New York passed reforms in 2019 that limited some COJ abuses (out of state businesses can no longer be subjected to COJs in NY courts), but if your business is in New York, the exposure is still real. And even without a COJ, the funder can still sue you — it just takes longer. Weeks instead of days.
66. The Personal Guarantee Follows You Home
You probably signed a personal guarantee. Almost every MCA has one. That means the funder's claims aren't limited to the business — they extend to you personally. Your personal bank accounts, your personal assets, your home equity in some cases.
Closing the business bank account doesn't sever the personal guarantee. If anything, it accelerates the timeline on which the funder starts pursuing you personally, because you've demonstrated intent to avoid payment. That's how their attorneys frame it, and that framing matters in front of a judge.
The personal guarantor (which is usually the business owner, but sometimes a spouse, a partner, or a co-signer) will start getting calls within days. Not polite calls. Aggressive calls. Some funders use in-house collections teams that are trained to apply maximum pressure — calls to your personal cell, your home phone, your business line, your emergency contacts. Some will contact your customers and vendors directly. They have that right, and they exercise it.
77. You've Burned Your Best Leverage
This is the reason that matters most, and it's the one nobody talks about. When you close the bank account without a strategy, without legal counsel, without any plan beyond "make the payments stop" — you've burned your negotiating position.
Before you defaulted, you had leverage. The funder was getting paid. Cash was flowing. If you'd picked up the phone, or had an attorney pick up the phone, there was a conversation to be had. Settlements happen. Payment reductions happen. Modifications happen. Funders would rather get 60 cents on the dollar over 12 months than spend $15,000 on litigation to maybe collect 80 cents two years from now. That math works in your favor — but only if you're still in the game.
The moment you close the account and trigger a default, the funder's internal calculus shifts. You're no longer a performing merchant with a temporary cash flow problem. You're a defaulted account. You get moved from the relationship team to the collections team to the litigation team. The people who had authority to cut you a deal are no longer the people handling your file.

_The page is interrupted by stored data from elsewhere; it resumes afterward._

PR #1472, opened 2023-02-02
Update quark engine

### LINKED ISSUE #1047: Use `freshquark` to keep Quark-Engine rules updated
see https://twitter.com/quarkengine/status/1539528874266005505 and their docs

0ssigeno:
# Description

Closes #1047 

## Type of change

### DIFF
--- a/api_app/analyzers_manager/file_analyzers/quark_engine.py
+++ b/api_app/analyzers_manager/file_analyzers/quark_engine.py
@@ -1,8 +1,8 @@
 # This file is a part of IntelOwl https://github.com/intelowlproject/IntelOwl
 # See the file 'LICENSE' for copying permission.
 
-from django.conf import settings
 from quark import freshquark
+from quark.config import DIR_PATH
 from quark.report import Report
 
 from api_app.analyzers_manager.classes import FileAnalyzer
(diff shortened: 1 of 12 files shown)


api_app/analyzers_manager/file_analyzers/quark_engine.py
```diff
@@ -1,20 +1,23 @@
...
+from quark import freshquark
+from quark.report import Report
+
 from api_app.analyzers_manager.classes import FileAnalyzer
 from api_app.exceptions import AnalyzerRunException
 
 
 class QuarkEngine(FileAnalyzer):
+    def set_params(self, params: dict):
+        freshquark.download()
```
mlodic, line 14: I wouldn't execute this at every analyzer execution but periodically with a cron. Similarly to how we already update Yara Rules. In that way we don't slow the analysis

mlodic (changes requested):

api_app/analyzers_manager/file_analyzers/quark_engine.py
0ssigeno: This implementation is cluster safe 😿

0ssigeno: Plus the call of this method on an already updated repo requires ~2 seconds to execute. I think this will not be the bottleneck of the analyzer, while at the same time allowing us to have on **every** worker container an updated repository

mlodic: you brought out a point that makes sense to me: this won't work correctly in a cluster implementation.
However, to provide cluster support, we can't just do the same for all the Yara analyzers because that would be really strong in terms of wasted resources and would waste a lot of time during each analysis. See this issue: https://github.com/intelowlproject/IntelOwl/issues/1474

I think that for the issue of just updating quark-engine, it would make more sense to add it as a cron, because, once we find a centralized way to store the rules, those will be managed by a cron anyway. So there will be a day where both single and cluster deployments will leverage crons. So we can already create it from this PR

And the worst part — if you'd come to the table before the default, you could've negotiated from a position where the funder had something to lose. After the default, the funder has already written you off. They're not negotiating to keep a relationship. They're litigating to recover. That's a fundamentally different conversation, and it's one that goes much worse for you.
8What You Should Do Instead
If you're behind on MCA payments and you're thinking about closing the bank account, stop. Don't do it yet. The instinct to cut off the bleeding is understandable, but the execution matters more than the instinct.
Talk to an attorney who specializes in MCA defense before you make any moves. Not a general business attorney. Not your uncle who practices family law. Someone who has seen the inside of these contracts, knows how the funders operate, knows which funders negotiate and which ones litigate first, and can tell you — based on your specific agreements — what your actual options are.
There are real strategies for dealing with MCA debt. Settlements, structured workouts, legal defenses based on usury arguments or contract deficiencies, strategic defaults that are planned and managed rather than reactive. But all of those strategies require that you haven't already blown up the relationship by closing the account with no plan and no counsel.
The bank account move feels like control. It's not. It's a reaction that hands control to the funder and removes every tool you had to manage the outcome on your terms.